By JULIE GILLESPIE
Each day we come across new forms of discrimination. People are judged by their race, monetary class, gender, and job. These are things we see that most people deal with everyday, someone judges you for some reason most days.
Then there are things that don’t usually cross people’s minds when thinking about discrimination, tattoos. People with tattoos are judged not by the color of their skin but by the colors of their skin.
You might think, well, they chose to put that on their body. Yes this is true for a great deal of people. However there are people who get tattoos from religious reasons, or those marked forever by the Nazis during World War Two, these are tattoos as well.
So where is the line drawn when considering who should hide there art and who should wear it proudly?

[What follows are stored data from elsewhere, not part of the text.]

PR #4014, opened 2022-09-19
Draft ledger ops benchmark in db-analyser

nfrisby:
This PR is draft because

- it's experimental
- it targets an old commit; I using all upstream commits that the `master` tip of `cardano-node` refers to

### DIFF
--- a/ouroboros-consensus-cardano/ouroboros-consensus-cardano.cabal
+++ b/ouroboros-consensus-cardano/ouroboros-consensus-cardano.cabal
@@ -82,9 +82,12 @@ executable db-analyser
                      , cardano-crypto-class
                      , cardano-crypto-wrapper
                      , cardano-ledger-alonzo
+                     , cardano-ledger-babbage
                      , cardano-ledger-byron
                      , cardano-ledger-core
                      , cardano-ledger-shelley
+                     , cardano-ledger-shelley-ma
+                     , cardano-slotting
                      , cborg
                      , containers
                      , contra-tracer
--- a/ouroboros-consensus-cardano/tools/db-analyser/Analysis.hs
+++ b/ouroboros-consensus-cardano/tools/db-analyser/Analysis.hs
@@ -450,7 +450,7 @@ traceLedgerProcessing
   for each block
 -------------------------------------------------------------------------------}
 
-data St blk = St !IOLike.Time !GC.RTSStats !(ExtLedgerState blk)
+data St blk = St {- !IOLike.Time -} !GC.RTSStats !(ExtLedgerState blk)
 
 infixl :&
 pattern (:&) :: a -> b -> (a, b)
@@ -468,16 +468,18 @@ benchmarkLedgerOps
     IO.hSetBuffering IO.stdout (IO.BlockBuffering $ Just $ 4*1024*1024)   -- useful?
     putStrLn $ unwords $ reverse $ "...era-specific stats" : theHeadings
 
-    prevt5 <- IOLike.getMonotonicTime
     rtsStats <- GC.getRTSStats
-    let st0 = St prevt5 rtsStats initLedger
+    let st0 = St rtsStats initLedger
 
     void $ processAll db registry GetBlock initLedger limit st0 process
   where
     ccfg = topLevelConfigProtocol cfg
     lcfg = topLevelConfigLedger   cfg
 
-    showTimeDiff t' t = show (fromEnum (t' `IOLike.diffTime` t) `div` 1000000)
+    _showTimeDiff t' t = show $ fromEnum (t' `IOLike.diffTime` t) `div` 1000000
+
+    -- nanoseconds from RTS
+    showNsDiff t' t = show $ (t' - t) `div` 1000
 
     (theHeadings, theCells) =
         let infixl `o`
@@ -485,14 +487,15 @@ benchmarkLedgerOps
               ( heading : headings
               , \(ts, t') ->
                   let (cells, t) = acc ts
-                  in (showTimeDiff t' t : cells, t')
+--                  in (showTimeDiff t' t : cells, t')
+                  in (showNsDiff t' t : cells, t')
               )
-            acc0 (                                 rp :& slotGap :& whole :&    majGcCount :&    gc_us, t0) =
-                ( reverse [condense (realPointSlot rp),  slotGap,   whole, show majGcCount, show gc_us]
-                , t0
+            acc0 (                                 rp :& slotGap :& both :& mut :& gc :& majGcCount, t') =
+                ( reverse [condense (realPointSlot rp),  slotGap,   both,   mut,   gc,   majGcCount]
+                , t'
                 )
         in
-        (reverse [                              "slot", "slotGap", "whole",    "majGcCount",    "gc"], acc0)
+        (reverse [                              "slot", "slotGap", "both", "mut", "gc", "majGcCount"], acc0)
           `o` "forecast"
           `o` "headerTick"
           `o` "headerApply"
@@ -505,11 +508,11 @@ benchmarkLedgerOps
         Slotting.At (SlotNo j) -> i - j
 
     process :: St blk -> blk -> IO (St blk)
-    process (St prevt5 prevRtsStats extLdgrSt) blk = do
+    process (St prevRtsStats extLdgrSt) blk = do
         let slot = blockSlot      blk
             rp   = blockRealPoint blk
 
-        t0 <- IOLike.getMonotonicTime
+        t0 <- GC.mutator_elapsed_ns <$> GC.getRTSStats
 
         -- forecast the LedgerView
         let forecaster = ledgerViewForecastAt lcfg (ledgerState extLdgrSt)
@@ -517,40 +520,47 @@ benchmarkLedgerOps
             Left err -> fail $ "benchmark doesn't support headers beyond the forecast limit: " <> show rp <> " " <> show err
             Right !x -> pure x
 
-        t1 <- IOLike.getMonotonicTime
+        t1 <- GC.mutator_elapsed_ns <$> GC.getRTSStats
 
         -- tick the HeaderState
         let !tickedHeaderState = tickHeaderState ccfg tickedLedgerView slot (headerState extLdgrSt)
 
-        t2 <- IOLike.getMonotonicTime
+        t2 <- GC.mutator_elapsed_ns <$> GC.getRTSStats
 
         -- apply the header
         !headerState' <- case runExcept $ validateHeader cfg tickedLedgerView (getHeader blk) tickedHeaderState of
             Left err -> fail $ "benchmark doesn't support invalid headers: " <> show rp <> " " <> show err
             Right x -> pure x
 
-        t3 <- IOLike.getMonotonicTime
+        t3 <- GC.mutator_elapsed_ns <$> GC.getRTSStats
 
         -- tick the ledger state
         let !tickedLdgrSt = applyChainTick lcfg slot (ledgerState extLdgrSt)
 
-        t4 <- IOLike.getMonotonicTime
+        t4 <- GC.mutator_elapsed_ns <$> GC.getRTSStats
 
         -- apply the block
         !ldgrSt' <- case runExcept (lrResult <$> applyBlockLedgerResult lcfg blk tickedLdgrSt) of
             Left err -> fail $ "benchmark doesn't support invalid blocks: " <> show rp <> " " <> show err
             Right x -> pure x
 
-        t5 <- IOLike.getMonotonicTime
-
-        rtsStats <- GC.getRTSStats
+        rtsStats5 <- GC.getRTSStats
+        let t5 = GC.mutator_elapsed_ns rtsStats5
 
         putStrLn
           $ unwords
-          $ reverse (fst $ theCells $ rp :& (slot `slotCount` getTipSlot extLdgrSt) :& showTimeDiff t5 prevt5 :& ((GC.gc_elapsed_ns rtsStats - GC.gc_elapsed_ns prevRtsStats) `div` 1000) :& (GC.major_gcs rtsStats - GC.major_gcs prevRtsStats) :& t0 :& t1 :& t2 :& t3 :& t4 :& t5)
+          $ reverse (fst $ theCells $
+                           rp
+                        :& (slot `slotCount` getTipSlot extLdgrSt)
+                        :& showNsDiff (GC.elapsed_ns rtsStats5) (GC.elapsed_ns prevRtsStats)
+                        :& showNsDiff t5 (GC.mutator_elapsed_ns prevRtsStats)
+                        :& showNsDiff (GC.gc_elapsed_ns rtsStats5) (GC.gc_elapsed_ns prevRtsStats)
+                        :& show (GC.major_gcs rtsStats5 - GC.major_gcs prevRtsStats)
+                        :& t0 :& t1 :& t2 :& t3 :& t4 :& t5
+                    )
             ++ HasAnalysis.blockStats blk
 
-        pure $ St t5 rtsStats $ ExtLedgerState ldgrSt' headerState'
+        pure $ St rtsStats5 $ ExtLedgerState ldgrSt' headerState'
 
 {-------------------------------------------------------------------------------
   Analysis: reforge the blocks, via the mempool
--- a/ouroboros-consensus-cardano/tools/db-analyser/Analysis.hs
+++ b/ouroboros-consensus-cardano/tools/db-analyser/Analysis.hs
@@ -3,10 +3,12 @@
 {-# LANGUAGE FlexibleContexts    #-}
 {-# LANGUAGE LambdaCase          #-}
 {-# LANGUAGE NamedFieldPuns      #-}
+{-# LANGUAGE PatternSynonyms     #-}
 {-# LANGUAGE RecordWildCards     #-}
 {-# LANGUAGE ScopedTypeVariables #-}
 {-# LANGUAGE TupleSections       #-}
 {-# LANGUAGE TypeApplications    #-}
+
 module Analysis (
     AnalysisEnv (..)
   , AnalysisName (..)
@@ -21,16 +23,22 @@ import           Data.List (intercalate)
 import qualified Data.Map.Strict as Map
 import           Data.Word (Word16, Word64)
 import qualified Debug.Trace as Debug
+import qualified GHC.Stats as GC
 import           NoThunks.Class (noThunks)
+import qualified System.IO as IO
 
+import qualified Cardano.Slotting.Slot as Slotting
 import           Ouroboros.Consensus.Block
 import           Ouroboros.Consensus.Config
+import           Ouroboros.Consensus.Forecast (forecastFor)
 import           Ouroboros.Consensus.HeaderValidation (HasAnnTip (..),
-                     HeaderState (..), annTipPoint)
+                     HeaderState (..), annTipPoint, tickHeaderState,
+                     validateHeader)
 import           Ouroboros.Consensus.Ledger.Abstract (LedgerCfg, LedgerConfig,
-                     applyChainTick, tickThenApplyLedgerResult, tickThenReapply)
+                     applyBlockLedgerResult, applyChainTick,
+                     tickThenApplyLedgerResult, tickThenReapply)
 import           Ouroboros.Consensus.Ledger.Basics (LedgerResult (..),
-                     LedgerState)
+                     LedgerState, getTipSlot)
 import           Ouroboros.Consensus.Ledger.Extended
 import           Ouroboros.Consensus.Ledger.SupportsMempool
                      (LedgerSupportsMempool)
@@ -43,6 +51,7 @@ import qualified Ouroboros.Consensus.Mempool.TxSeq as MP
 import           Ouroboros.Consensus.Storage.Common (BlockComponent (..),
                      StreamFrom (..))
 import           Ouroboros.Consensus.Storage.FS.API (SomeHasFS (..))
+import           Ouroboros.Consensus.Util.Condense (condense)
 import qualified Ouroboros.Consensus.Util.IOLike as IOLike
 import           Ouroboros.Consensus.Util.ResourceRegistry
 
@@ -75,6 +84,7 @@ data AnalysisName =
   | CountBlocks
   | CheckNoThunksEvery Word64
   | TraceLedgerProcessing
+  | BenchmarkLedgerOps
   | ReproMempoolAndForge Int
   deriving Show
 
@@ -103,6 +113,7 @@ runAnalysis analysisName env@(AnalysisEnv { tracer }) = do
     go CountBlocks                 = countBlocks env
     go (CheckNoThunksEvery nBks)   = checkNoThunksEvery nBks env
     go TraceLedgerProcessing       = traceLedgerProcessing env
+    go BenchmarkLedgerOps          = benchmarkLedgerOps env
     go (ReproMempoolAndForge nBks) = reproMempoolForge nBks env
 
 type Analysis blk = AnalysisEnv IO blk -> IO ()
@@ -433,6 +444,113 @@ traceLedgerProcessing
               HasAnalysis.WithLedgerState blk (ledgerState oldLedger) (ledgerState newLedger))
       mapM_ Debug.traceMarkerIO traces
       return $ newLedger
+
+{-------------------------------------------------------------------------------
+  Analysis: maintain a ledger state and time the five major ledger calculations
+  for each block
+-------------------------------------------------------------------------------}
+
+data St blk = St !IOLike.Time !GC.RTSStats !(ExtLedgerState blk)
+
+infixl :&
+pattern (:&) :: a -> b -> (a, b)
+pattern x :& y = (x, y)
+{-# COMPLETE (:&) #-}
+
+benchmarkLedgerOps ::
+  forall blk.
+     ( HasAnalysis blk
+     , LedgerSupportsProtocol blk
+     )
+  => Analysis blk
+benchmarkLedgerOps
+  (AnalysisEnv {db, registry, initLedger, cfg, limit}) = do
+    IO.hSetBuffering IO.stdout (IO.BlockBuffering $ Just $ 4*1024*1024)   -- useful?
+    putStrLn $ unwords $ reverse $ "...era-specific stats" : theHeadings
+
+    prevt5 <- IOLike.getMonotonicTime
+    rtsStats <- GC.getRTSStats
+    let st0 = St prevt5 rtsStats initLedger
+
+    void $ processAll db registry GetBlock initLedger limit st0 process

“A 2006 a study done by the Journal of the American Academy of Dermatology found that 24 percent of Americans between 18 and 50 are tattooed; that’s almost one in four,” found in an article on http://www.vanishingtattoo.com. There are many companies with a no-tattoo policy.
Some are accept that it is a part of today’s culture more by requiring individuals to cover them. Others have no tolerance and might even refuse a job or fire an individual for their chosen body art.
In a society where there are entire museum exhibits dedicated to the history and culture of this art form, why are we still such a backwards thinking society?
Also found on http://www.vanishingtattoo.com, “Search Engine Ask.com reveals that tattoos have been stealing the scene as the No. 1 searched beauty term since 2003.”
The tattoo culture is something that spans every area of society; there are housewives with tattoos, soldiers both young and old, people of every race, social class, and gender. These people are discriminated against by people that don’t even realize they are doing it sometimes.
Personally I have been a victim of this kind of discrimination. During a job interview every thing was going great the head chef of the restaurant liked my availability and personality everything was going great until the last ten seconds of my interview when she shook my hand. With a slight twist of my wrist she discovered a tattoo of a flower on the inside of my wrist, suddenly they didn’t have any positions available at that time and they would contact me later if they had one open up.
Later when an acquaintance of mine found out they didn’t hire me she was outraged because the chef is always complaining to her that they are short handed in the kitchen. This was a position that is not seen by the public.